*What you have to do:*
Type the entries again, word for word.
(Input data begins)
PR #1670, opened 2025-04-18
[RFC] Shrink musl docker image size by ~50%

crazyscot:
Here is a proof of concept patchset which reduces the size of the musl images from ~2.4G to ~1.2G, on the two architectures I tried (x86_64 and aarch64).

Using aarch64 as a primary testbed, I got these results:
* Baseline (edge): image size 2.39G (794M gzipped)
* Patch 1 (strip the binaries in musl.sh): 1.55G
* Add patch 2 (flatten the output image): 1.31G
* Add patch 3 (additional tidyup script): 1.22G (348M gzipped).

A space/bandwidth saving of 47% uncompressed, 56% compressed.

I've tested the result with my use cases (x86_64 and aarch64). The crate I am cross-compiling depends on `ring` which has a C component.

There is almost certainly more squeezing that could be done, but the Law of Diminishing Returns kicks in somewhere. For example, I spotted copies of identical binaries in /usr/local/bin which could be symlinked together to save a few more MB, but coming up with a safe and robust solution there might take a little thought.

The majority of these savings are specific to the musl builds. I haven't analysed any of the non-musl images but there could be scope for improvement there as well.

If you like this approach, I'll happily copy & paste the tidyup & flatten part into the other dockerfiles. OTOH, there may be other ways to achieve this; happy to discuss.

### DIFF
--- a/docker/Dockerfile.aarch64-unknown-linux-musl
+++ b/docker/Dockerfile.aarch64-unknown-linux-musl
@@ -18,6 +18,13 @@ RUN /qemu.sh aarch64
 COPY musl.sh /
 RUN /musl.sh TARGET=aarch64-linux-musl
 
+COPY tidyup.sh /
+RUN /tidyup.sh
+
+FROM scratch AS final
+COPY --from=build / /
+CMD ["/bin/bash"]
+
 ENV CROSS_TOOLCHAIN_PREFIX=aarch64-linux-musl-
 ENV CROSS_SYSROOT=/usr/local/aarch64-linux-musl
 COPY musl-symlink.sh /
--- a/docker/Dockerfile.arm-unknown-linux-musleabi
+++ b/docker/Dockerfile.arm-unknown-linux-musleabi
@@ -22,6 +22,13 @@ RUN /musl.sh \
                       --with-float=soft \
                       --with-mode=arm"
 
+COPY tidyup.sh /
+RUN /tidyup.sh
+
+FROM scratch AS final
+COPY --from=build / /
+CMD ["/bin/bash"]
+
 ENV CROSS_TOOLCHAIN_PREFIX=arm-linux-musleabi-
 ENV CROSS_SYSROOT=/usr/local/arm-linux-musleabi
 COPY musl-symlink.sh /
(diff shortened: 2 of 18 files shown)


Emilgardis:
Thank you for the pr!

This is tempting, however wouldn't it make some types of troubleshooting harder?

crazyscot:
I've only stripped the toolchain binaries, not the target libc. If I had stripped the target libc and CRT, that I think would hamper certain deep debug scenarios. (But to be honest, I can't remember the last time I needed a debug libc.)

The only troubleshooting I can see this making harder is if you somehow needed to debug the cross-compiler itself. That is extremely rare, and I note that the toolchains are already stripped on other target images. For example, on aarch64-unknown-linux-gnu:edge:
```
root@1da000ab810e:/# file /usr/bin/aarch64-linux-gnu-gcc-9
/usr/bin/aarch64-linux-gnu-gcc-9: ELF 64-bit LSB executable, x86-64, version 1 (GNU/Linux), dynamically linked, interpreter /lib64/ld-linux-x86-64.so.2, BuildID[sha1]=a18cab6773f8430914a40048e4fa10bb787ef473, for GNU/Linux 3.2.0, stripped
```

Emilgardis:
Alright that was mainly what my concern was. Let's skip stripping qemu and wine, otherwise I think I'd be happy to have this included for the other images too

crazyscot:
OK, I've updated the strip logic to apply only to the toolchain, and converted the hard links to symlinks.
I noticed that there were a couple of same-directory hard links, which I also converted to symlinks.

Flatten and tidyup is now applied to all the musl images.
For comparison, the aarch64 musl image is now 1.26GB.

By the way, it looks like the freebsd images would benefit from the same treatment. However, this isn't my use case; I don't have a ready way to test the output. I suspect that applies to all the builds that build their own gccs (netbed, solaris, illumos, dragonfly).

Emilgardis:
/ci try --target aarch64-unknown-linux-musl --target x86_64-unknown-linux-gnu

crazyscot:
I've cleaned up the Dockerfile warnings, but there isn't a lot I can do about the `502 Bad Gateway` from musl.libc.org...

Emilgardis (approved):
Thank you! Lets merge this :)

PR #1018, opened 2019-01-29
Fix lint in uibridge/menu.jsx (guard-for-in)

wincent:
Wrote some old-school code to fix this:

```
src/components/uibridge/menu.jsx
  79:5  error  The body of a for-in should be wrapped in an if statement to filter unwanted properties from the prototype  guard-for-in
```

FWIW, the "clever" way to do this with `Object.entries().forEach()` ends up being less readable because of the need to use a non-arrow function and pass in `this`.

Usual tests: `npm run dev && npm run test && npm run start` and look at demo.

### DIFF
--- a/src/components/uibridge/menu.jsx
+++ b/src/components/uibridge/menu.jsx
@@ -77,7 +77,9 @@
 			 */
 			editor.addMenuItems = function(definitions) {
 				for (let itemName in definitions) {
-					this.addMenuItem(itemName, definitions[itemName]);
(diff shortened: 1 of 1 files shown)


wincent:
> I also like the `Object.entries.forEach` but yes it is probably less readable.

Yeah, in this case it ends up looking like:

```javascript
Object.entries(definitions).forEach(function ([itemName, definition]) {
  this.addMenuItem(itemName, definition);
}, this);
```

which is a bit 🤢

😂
(Input data ends)
*Exercise answer:*
PR #1670, opened 2025-04-18
[RFC] Shrink musl docker image size by ~50%

crazyscot:
Here is a proof of concept patchset which reduces the size of the musl images from ~2.4G to ~1.2G, on the two architectures I tried (x86_64 and aarch64).

Using aarch64 as a primary testbed, I got these results:
* Baseline (edge): image size 2.39G (794M gzipped)
* Patch 1 (strip the binaries in musl.sh): 1.55G
* Add patch 2 (flatten the output image): 1.31G
* Add patch 3 (additional tidyup script): 1.22G (348M gzipped).

A space/bandwidth saving of 47% uncompressed, 56% compressed.

I've tested the result with my use cases (x86_64 and aarch64). The crate I am cross-compiling depends on `ring` which has a C component.

There is almost certainly more squeezing that could be done, but the Law of Diminishing Returns kicks in somewhere. For example, I spotted copies of identical binaries in /usr/local/bin which could be symlinked together to save a few more MB, but coming up with a safe and robust solution there might take a little thought.

The majority of these savings are specific to the musl builds. I haven't analysed any of the non-musl images but there could be scope for improvement there as well.

If you like this approach, I'll happily copy & paste the tidyup & flatten part into the other dockerfiles. OTOH, there may be other ways to achieve this; happy to discuss.

### DIFF
--- a/docker/Dockerfile.aarch64-unknown-linux-musl
+++ b/docker/Dockerfile.aarch64-unknown-linux-musl
@@ -18,6 +18,13 @@ RUN /qemu.sh aarch64
 COPY musl.sh /
 RUN /musl.sh TARGET=aarch64-linux-musl
 
+COPY tidyup.sh /
+RUN /tidyup.sh
+
+FROM scratch AS final
+COPY --from=build / /
+CMD ["/bin/bash"]
+
 ENV CROSS_TOOLCHAIN_PREFIX=aarch64-linux-musl-
 ENV CROSS_SYSROOT=/usr/local/aarch64-linux-musl
 COPY musl-symlink.sh /
--- a/docker/Dockerfile.arm-unknown-linux-musleabi
+++ b/docker/Dockerfile.arm-unknown-linux-musleabi
@@ -22,6 +22,13 @@ RUN /musl.sh \
                       --with-float=soft \
                       --with-mode=arm"
 
+COPY tidyup.sh /
+RUN /tidyup.sh
+
+FROM scratch AS final
+COPY --from=build / /
+CMD ["/bin/bash"]
+
 ENV CROSS_TOOLCHAIN_PREFIX=arm-linux-musleabi-
 ENV CROSS_SYSROOT=/usr/local/arm-linux-musleabi
 COPY musl-symlink.sh /
(diff shortened: 2 of 18 files shown)


Emilgardis:
Thank you for the pr!

This is tempting, however wouldn't it make some types of troubleshooting harder?

crazyscot:
I've only stripped the toolchain binaries, not the target libc. If I had stripped the target libc and CRT, that I think would hamper certain deep debug scenarios. (But to be honest, I can't remember the last time I needed a debug libc.)

The only troubleshooting I can see this making harder is if you somehow needed to debug the cross-compiler itself. That is extremely rare, and I note that the toolchains are already stripped on other target images. For example, on aarch64-unknown-linux-gnu:edge:
```
root@1da000ab810e:/# file /usr/bin/aarch64-linux-gnu-gcc-9
/usr/bin/aarch64-linux-gnu-gcc-9: ELF 64-bit LSB executable, x86-64, version 1 (GNU/Linux), dynamically linked, interpreter /lib64/ld-linux-x86-64.so.2, BuildID[sha1]=a18cab6773f8430914a40048e4fa10bb787ef473, for GNU/Linux 3.2.0, stripped
```

Emilgardis:
Alright that was mainly what my concern was. Let's skip stripping qemu and wine, otherwise I think I'd be happy to have this included for the other images too

crazyscot:
OK, I've updated the strip logic to apply only to the toolchain, and converted the hard links to symlinks.
I noticed that there were a couple of same-directory hard links, which I also converted to symlinks.

Flatten and tidyup is now applied to all the musl images.
For comparison, the aarch64 musl image is now 1.26GB.

By the way, it looks like the freebsd images would benefit from the same treatment. However, this isn't my use case; I don't have a ready way to test the output. I suspect that applies to all the builds that build their own gccs (netbed, solaris, illumos, dragonfly).

Emilgardis:
/ci try --target aarch64-unknown-linux-musl --target x86_64-unknown-linux-gnu

crazyscot:
I've cleaned up the Dockerfile warnings, but there isn't a lot I can do about the `502 Bad Gateway` from musl.libc.org...

Emilgardis (approved):
Thank you! Lets merge this :)

PR #1018, opened 2019-01-29
Fix lint in uibridge/menu.jsx (guard-for-in)

wincent:
Wrote some old-school code to fix this:

```
src/components/uibridge/menu.jsx
  79:5  error  The body of a for-in should be wrapped in an if statement to filter unwanted properties from the prototype  guard-for-in
```

FWIW, the "clever" way to do this with `Object.entries().forEach()` ends up being less readable because of the need to use a non-arrow function and pass in `this`.

Usual tests: `npm run dev && npm run test && npm run start` and look at demo.

### DIFF
--- a/src/components/uibridge/menu.jsx
+++ b/src/components/uibridge/menu.jsx
@@ -77,7 +77,9 @@
 			 */
 			editor.addMenuItems = function(definitions) {
 				for (let itemName in definitions) {
-					this.addMenuItem(itemName, definitions[itemName]);
(diff shortened: 1 of 1 files shown)


wincent:
> I also like the `Object.entries.forEach` but yes it is probably less readable.

Yeah, in this case it ends up looking like:

```javascript
Object.entries(definitions).forEach(function ([itemName, definition]) {
  this.addMenuItem(itemName, definition);
}, this);
```

which is a bit 🤢

😂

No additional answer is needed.